Company focus: Imeik Technology Development (Sales: $0.4bn; Market Cap: $11.6bn)

Driving by increasing public acceptance, consumers’ changing habits and product innovation, China’s medical aesthetic market is in fast expansion (+15% pa by 2030). In recent years, the non-surgical procedures (injections, optoelectronic products…) appear to have been increasingly favored by consumers and industry players because of their minimally invasive nature, shorter recovery time and greater affordability. Thanks to its well proved effects, suitability for various parts of the body and attractive pricing, hyaluronic acid (HA) filler products has growing into the largest sub-sector of medical aesthetic injection market. Such trends are highly positive for Imeik Technology Development (Imeik), China’s largest HA-based derma filler supplier a in terms of sales volume.

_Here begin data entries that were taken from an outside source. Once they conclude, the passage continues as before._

PR #571, opened 2021-08-13
Respect reraise setting

vidartf:
We have this nice setting for having extension load failure raise errors instead of silently failing. We should respect it 😄

### DIFF
--- a/jupyter_server/extension/manager.py
+++ b/jupyter_server/extension/manager.py
@@ -349,7 +349,7 @@ class ExtensionManager(LoggingConfigurable):
 
         if extension.enabled:
             try:
-                points = extension.load_all_points(serverapp)
+                extension.load_all_points(serverapp)
             except Exception as e:
                 if serverapp.reraise_server_extension_failures:
                     raise
--- a/jupyter_server/extension/manager.py
+++ b/jupyter_server/extension/manager.py
@@ -340,6 +340,8 @@ class ExtensionManager(LoggingConfigurable):
                 self.linked_extensions[name] = True
                 self.log.info("{name} | extension was successfully linked.".format(name=name))
             except Exception as e:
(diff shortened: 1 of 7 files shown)


jupyter_server/extension/manager.py
```diff
@@ -355,6 +355,8 @@ def link_extension(self, name, serverapp):
                 self.linked_extensions[name] = True
                 self.log.info("{name} | extension was successfully linked.".format(name=name))
             except Exception as e:
+                if serverapp.reraise_server_extension_failures:
```
kevin-bates, line 358: There's a logged exception above on L345 that should probably get included in this since `add_extension()` is part of the `init_server_extensions()` call sequence.

kevin-bates (commented):
:smile: -  good catch Vidar.  Just had the one comment.  I was not aware of this option.

jupyter_server/extension/manager.py
vidartf: Done

kevin-bates (approved):
Thanks Vidar - the updates look good.  I'd prefer to have someone more familiar with extensions take a look as well given the move of serverapp into an instance attribute (which makes good sense to me).

cc: @Zsailer, @echarles

blink1073:
@vidartf, can you please rebase this to pick up the formatting changes from #575?  You'll have to install `pre-commit` locally to pick up the new formatting rules.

Established in 2004, Imeik catering to customers’ beauty demands with a rich product portfolio covering different price points and wide-ranging applications. Of its 5 HA-based dermal fillers, the company enjoys the first to market advantage for 4 products. It also offers 1 PPLA-based derma filler (CureWhite), 1 PPDO facial implant thread product, and several pipeline products such as Botox (target launch in 2024) and weight management solutions (2025/26). While medical aesthetics industry was also a subject of regulatory tightening, government policies mainly targeted illegal products and institutions. Such headwinds could actually benefit industry leaders like Imeik to gain more market share in the long term. Despite macro slowdown, the management feels confident about growing the revenue at 45% yoy this year. They are also optimist about the margin outlook (best-in-class industry GPM at 90%+!) because of downward pricing of key raw materials, improved product mix and strong brand equity.

The substantial channel profit could also enable the company to hike price in some cases: ex. Hearty’s ex-factory price is RMB300/unit for neck wrinkle product and RMB600/unit for eye wrinkle product, while the retail price of institution is RMB3,000/unit, implying 4-10x markup rate.